Capital continuously maneuvers to normalize exploitative relationships, to naturalize private property relations (e.g., whiteness as property), and to steadily erode common, collective, and cooperative spaces. Despite the fact that only a few actually own private property (the “1 percent”), whiteness as property refers to the expectations of power and control held by whites in US society (Harris 1993). Like racialized others, the majority of whites are forced to sell their labor to those with capital; however, their elevated sociocultural and political status shapes their unreflective claims to privilege (“We deserve to live in a safe neighborhood,” for example). Trans activist efforts to remove Gender Identity Disorder from the American Psychiatric Association's Diagnostic and Statistical Manual, 4th ed., and to include “gender identity” in nondiscrimination and hate-crimes laws are two additional examples.
Given global economic crises, escalating rates of un(der)employment, and declining economic growth, an increasing number of people are rendered abject as surplus populations. Members of surplus populations are denigrated in language reflective of capital as worth-less, unproductive, unfit, backward, risky, and/or inflexible and are subsequently blamed for their social and often literal deaths. Given that racialized, queer, and trans people are overrepresented within the category of surplus, it is imperative that research within transgender studies problematize discourses of sex and gender self-determination, geopolitical dimensions of transitioning medically, and trans rights struggles.

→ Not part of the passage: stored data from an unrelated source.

PR #2, opened 2022-06-28
docs: template registration UTXO

sdbondi:
Description
----
Adds the template registration UTXO RFC

Motivation and Context
----

Details how DAN templates could be registered on the base layer.

### DIFF
--- a/src/RFC-0306_DANTemplateRegistration.md
+++ b/src/RFC-0306_DANTemplateRegistration.md
@@ -83,31 +83,30 @@ are running the same code as other members of the same committee.
 
 A base-layer template registration [UTXO] MUST have the `TEMPLATE_REGISTRATION` output flag set and contain the following data:
 
-| Name              | Type               | Description                                                                                                                           |
-|-------------------|--------------------|---------------------------------------------------------------------------------------------------------------------------------------|
-| author_public_key | ECC public key     | Public key of the author                                                                                                              |
-| author_signature  | Schnorr signature  | Signature that signs remaining fields                                                                                                 |
-| template_name     | String (255)       | A descriptive name for the template                                                                                                   |
-| template_version  | Varint             | Code version as a single number                                                                                                       |
-| build_info        | BuildInfo struct   | Information on the binary build                                                                                                       |                                                                                                                             |
-| binary_checksum   | SHA2 checksum      | A SHA2 checksum of the WASM binary.                                                                                                   |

“Trans-” (Stryker, Currah, and Moore 2008) methods can enrich the formation of resistance strategies. While nearly impossible to see in its totality, capital is a whole system (Jameson 2011: 3, 6) of scattered economic practices (Gibson-Graham 2006: 2) framing social orders. Like sex and gender, capital(ism) is an historical phenomenon that is neither naturally dominant nor self-containing (ibid.: 54). Capital's continuous movement to legitimize itself reveals moments at which it falters or fails. It is within these spaces that it can be disrupted (Browning and Kilmister 2006: 136) as monstrous others labor to cultivate the diverse relations of solidarity necessary for transitioning into “new economic becomings” (Gibson-Graham 2006: 60).